Background The basic and applied research efforts devoted to the development of DNA vaccines must be accompanied by manufacturing processes capable of being scaled up and delivering a clinical-grade product. This work describes a rapid process of this kind, based on hydrophobic interaction chromatography (HIC) for the production of milligram quantities of an experimental DNA rabies vaccine. Its properties and protective activity are tested in comparison with the same plasmid DNA purified with a commercial kit.
Methods
The experimental DNA vaccine encoding the rabies virus glycoprotein was amplified in vivo in Escherichia coli. The plasmid was isolated by alkaline lysis, pre-purified and concentrated by isopropanol and (NH 4 ) 2 SO 4 precipitation, and purified by HIC and dialysis. Product quality was controlled by using high-performance liquid chromatography (HPLC), Southern slot blotting, agarose gel electrophoresis, the kinetic-QCL Limulus amoebocyte lysate assay, and protein assays. The expression of the rabies virus glycoprotein was tested in vitro in neuroblastoma cells. The production of rabies-virus-neutralising antibodies and the protection against an intracerebral virus challenge were tested in mice.
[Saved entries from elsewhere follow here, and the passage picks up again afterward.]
PR #655, opened 2025-08-15
ci: Integrate github inline annotation for clippy

jerensl:
Recently, we decided to centralize reusable actions in github/actions to make maintenance and updates easier across repositories. As part of this change, we are now adding Clippy annotations to some repos to make it easier to view errors directly in PRs.

https://github.com/servo/ipc-channel/pull/405#discussion_r2247738361

### DIFF
--- a/.github/workflows/main.yml
+++ b/.github/workflows/main.yml
@@ -71,7 +71,9 @@ jobs:
         run: cargo fmt --all -- --check
 
       - name: Run clippy
-        run: cargo clippy --all-features --all-targets -- -D warnings
+        uses: servo/actions/cargo-annotation@main
+        with:
+          cargo-command: clippy --all-features --all-targets -- -D warnings
 
   build_result:
     name: Result


.github/workflows/main.yml
```diff
@@ -71,7 +71,9 @@ jobs:
         run: cargo fmt --all -- --check
 
       - name: Run clippy
-        run: cargo clippy --all-features --all-targets -- -D warnings
+        uses: servo/actions/cargo-annotation@main
+        with:
+          cargo-command: clippy --all-features --all-targets
```
mukilan, line 76: Is it correct that action will only fail the build as long as annotations are enabled? If annotations are ever disabled using `with-annotations: false` then only `cargo clippy` will be run *but* without the `-D warnings` that this CI setup is using. Is there a way we can fail the build even if annotations are disabled?

jerensl: We can still use -D warnings when with-annotations is set to false. This flag only causes issues if --message-format=json is specified after -- -D warnings. It only works when placed before it.

mukilan: Not sure I follow. The issue I'm referring to is the behaviour of `cargo clippy` when `-D warnings` is not passed (as in our action). Without `-D warnings`, `cargo clippy` will exit successfully even when there are lint violations and won't block the build.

Results One hundred and forty-two milligrams of the plasmid, with an HPLC purity greater than 99% were obtained from 4.5 l medium. Control analysis showed that the vaccine conforms to specifications in terms of impurities (endotoxins, genomic DNA, RNA, proteins). Furthermore, the final experimental vaccine induces rabies-virus-neutralising antibodies and protects mice against a rabies virus challenge.
Conclusions This study demonstrates that the method developed for the purification of milligram amounts of plasmid delivers an endotoxin-free, experimental rabies DNA vaccine, with protective activity similar to that obtained with the vaccine purified using a commercial kit.